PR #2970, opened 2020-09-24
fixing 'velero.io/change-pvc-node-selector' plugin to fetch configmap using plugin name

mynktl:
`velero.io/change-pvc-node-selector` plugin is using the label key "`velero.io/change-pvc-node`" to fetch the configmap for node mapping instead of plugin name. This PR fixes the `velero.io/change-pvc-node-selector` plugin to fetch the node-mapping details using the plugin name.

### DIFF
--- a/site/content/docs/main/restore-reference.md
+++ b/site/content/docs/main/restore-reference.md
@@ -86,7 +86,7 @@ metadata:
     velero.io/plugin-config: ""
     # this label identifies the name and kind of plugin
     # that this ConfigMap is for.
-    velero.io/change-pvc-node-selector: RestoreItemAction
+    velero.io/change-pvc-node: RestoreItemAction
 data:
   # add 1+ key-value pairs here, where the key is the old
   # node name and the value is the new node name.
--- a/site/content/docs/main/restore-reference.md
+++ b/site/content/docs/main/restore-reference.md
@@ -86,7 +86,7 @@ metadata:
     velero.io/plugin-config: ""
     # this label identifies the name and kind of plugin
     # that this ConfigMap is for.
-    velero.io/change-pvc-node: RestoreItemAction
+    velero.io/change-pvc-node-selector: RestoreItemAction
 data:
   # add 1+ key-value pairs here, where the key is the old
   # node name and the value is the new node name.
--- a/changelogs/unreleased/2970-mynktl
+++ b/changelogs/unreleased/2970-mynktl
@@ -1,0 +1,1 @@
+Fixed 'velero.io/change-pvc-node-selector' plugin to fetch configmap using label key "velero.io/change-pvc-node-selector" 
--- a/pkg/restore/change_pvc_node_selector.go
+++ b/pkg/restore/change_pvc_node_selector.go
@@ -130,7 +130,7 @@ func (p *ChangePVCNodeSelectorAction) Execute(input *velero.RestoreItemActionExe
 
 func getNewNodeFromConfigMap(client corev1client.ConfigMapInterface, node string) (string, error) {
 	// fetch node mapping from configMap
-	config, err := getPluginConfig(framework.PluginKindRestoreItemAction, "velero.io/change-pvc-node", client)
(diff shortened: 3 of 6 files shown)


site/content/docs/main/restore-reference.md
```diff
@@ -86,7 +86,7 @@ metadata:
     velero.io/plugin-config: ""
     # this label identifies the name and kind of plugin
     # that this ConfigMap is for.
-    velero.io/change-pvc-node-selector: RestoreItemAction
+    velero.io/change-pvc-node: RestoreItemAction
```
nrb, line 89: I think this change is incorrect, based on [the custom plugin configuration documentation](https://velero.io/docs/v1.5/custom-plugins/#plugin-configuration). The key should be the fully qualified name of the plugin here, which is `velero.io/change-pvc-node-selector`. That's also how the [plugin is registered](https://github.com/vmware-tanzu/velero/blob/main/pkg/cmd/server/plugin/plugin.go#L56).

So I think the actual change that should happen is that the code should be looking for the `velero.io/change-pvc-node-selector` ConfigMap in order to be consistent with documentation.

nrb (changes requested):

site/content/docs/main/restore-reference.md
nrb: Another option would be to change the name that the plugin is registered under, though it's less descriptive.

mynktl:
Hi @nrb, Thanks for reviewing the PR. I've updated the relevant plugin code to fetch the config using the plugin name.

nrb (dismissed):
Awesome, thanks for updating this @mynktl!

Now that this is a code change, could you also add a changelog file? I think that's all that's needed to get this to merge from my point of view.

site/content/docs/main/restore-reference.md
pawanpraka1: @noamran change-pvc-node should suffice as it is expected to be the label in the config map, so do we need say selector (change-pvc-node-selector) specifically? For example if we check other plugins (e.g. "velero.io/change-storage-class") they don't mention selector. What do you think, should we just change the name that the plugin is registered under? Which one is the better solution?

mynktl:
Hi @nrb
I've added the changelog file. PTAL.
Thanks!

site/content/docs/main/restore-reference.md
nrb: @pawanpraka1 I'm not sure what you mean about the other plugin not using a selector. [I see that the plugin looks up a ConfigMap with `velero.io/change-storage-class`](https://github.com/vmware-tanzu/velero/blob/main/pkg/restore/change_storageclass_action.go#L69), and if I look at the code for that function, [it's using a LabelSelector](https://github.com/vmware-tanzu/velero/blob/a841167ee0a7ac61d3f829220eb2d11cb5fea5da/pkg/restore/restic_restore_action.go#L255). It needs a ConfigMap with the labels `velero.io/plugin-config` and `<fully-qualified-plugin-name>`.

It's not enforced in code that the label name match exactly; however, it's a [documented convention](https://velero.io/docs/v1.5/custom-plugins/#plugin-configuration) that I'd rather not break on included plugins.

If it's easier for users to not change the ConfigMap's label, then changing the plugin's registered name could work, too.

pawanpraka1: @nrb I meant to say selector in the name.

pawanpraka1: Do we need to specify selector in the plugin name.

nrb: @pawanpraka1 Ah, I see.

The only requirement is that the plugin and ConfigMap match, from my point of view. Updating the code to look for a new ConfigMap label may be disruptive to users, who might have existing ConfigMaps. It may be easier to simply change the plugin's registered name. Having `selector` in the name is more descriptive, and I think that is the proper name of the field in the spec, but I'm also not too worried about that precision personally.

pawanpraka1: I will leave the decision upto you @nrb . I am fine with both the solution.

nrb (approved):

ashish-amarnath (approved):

> [How to complete this task]: Write out every line of the preceding listing that contains "under".

> [Solution to this problem]:
nrb: Another option would be to change the name that the plugin is registered under, though it's less descriptive.
pawanpraka1: @noamran change-pvc-node should suffice as it is expected to be the label in the config map, so do we need say selector (change-pvc-node-selector) specifically? For example if we check other plugins (e.g. "velero.io/change-storage-class") they don't mention selector. What do you think, should we just change the name that the plugin is registered under? Which one is the better solution?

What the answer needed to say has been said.